**Extracted material**
PR #570, opened 2022-03-02
move from netstandard1.6 to netstandard2.0

### LINKED ISSUE #569: Move from netstandard1.6 to netstandard2.0
Moving from `netstandard1.6` to `netstandard2.0` would open a significant number of APIs including [ClientWebSocket](https://docs.microsoft.com/en-us/dotnet/api/system.net.websockets.clientwebsocket?view=netstandard-2.0)

https://docs.microsoft.com/en-us/dotnet/standard/net-standard

> .NET Standard 1.6 has 13,501 of the 37,118 available APIs.

> .NET Standard 2.0 has 32,638 of the 37,118 available APIs.

It would drop support for .NET Core 1.x, however maintenance ended on that [June 27, 2019](https://dotnet.microsoft.com/en-us/platform/support/policy/dotnet-core)

caleblloyd:
Resolves #569

### DIFF
--- a/src/NATS.Client/NATS.Client.csproj
+++ b/src/NATS.Client/NATS.Client.csproj
@@ -1,8 +1,8 @@
 ﻿<Project Sdk="Microsoft.NET.Sdk">
 
   <PropertyGroup>
-    <TargetFrameworks Condition="$(OS) == 'Windows_NT'">netstandard1.6;netstandard2.0;net46</TargetFrameworks>
-    <TargetFrameworks Condition="$(OS) != 'Windows_NT'">netstandard1.6;netstandard2.0</TargetFrameworks>
+    <TargetFrameworks Condition="$(OS) == 'Windows_NT'">netstandard2.0;net46</TargetFrameworks>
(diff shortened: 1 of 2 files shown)


scottf:
@ColinSullivan1 @sixlettervariables 
Is this a backward compatible change or will it break existing users?

caleblloyd:
This removes support for .NET Core 1.0 and 1.1, both of which have been [End of Support since June 27, 2019](https://dotnet.microsoft.com/en-us/platform/support/policy/dotnet-core)

Compatibility chart is [here](https://docs.microsoft.com/en-us/dotnet/standard/net-standard?tabs=net-standard-2-0#select-net-standard-version)

JohannesEH:
I absolutely love this change. ⭐ 

I know this is extending the scope a bit and is an additional breaking change, but shouldn't the `net46` target be removed as well since official support for this version ends in a month (on Apr 26, 2022). 

Please note the `netstandard2.0` target supports .NET Framework 4.6.1+, so in my eyes it's probably not a big deal to remove 4.6 support. It might be nice to group these compatibility breaking changes together.

Also note that by removing the `net46` target we would be able to remove the "Windows_NT" conditions and remaining package references in the project file.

**Task directions**
Quote the line that contains "Compatibility chart is" and each line after it through the end of the data, exactly, leaving out everything else.

**Response to the task**
Compatibility chart is [here](https://docs.microsoft.com/en-us/dotnet/standard/net-standard?tabs=net-standard-2-0#select-net-standard-version)

JohannesEH:
I absolutely love this change. ⭐ 

I know this is extending the scope a bit and is an additional breaking change, but shouldn't the `net46` target be removed as well since official support for this version ends in a month (on Apr 26, 2022). 

Please note the `netstandard2.0` target supports .NET Framework 4.6.1+, so in my eyes it's probably not a big deal to remove 4.6 support. It might be nice to group these compatibility breaking changes together.

Also note that by removing the `net46` target we would be able to remove the "Windows_NT" conditions and remaining package references in the project file.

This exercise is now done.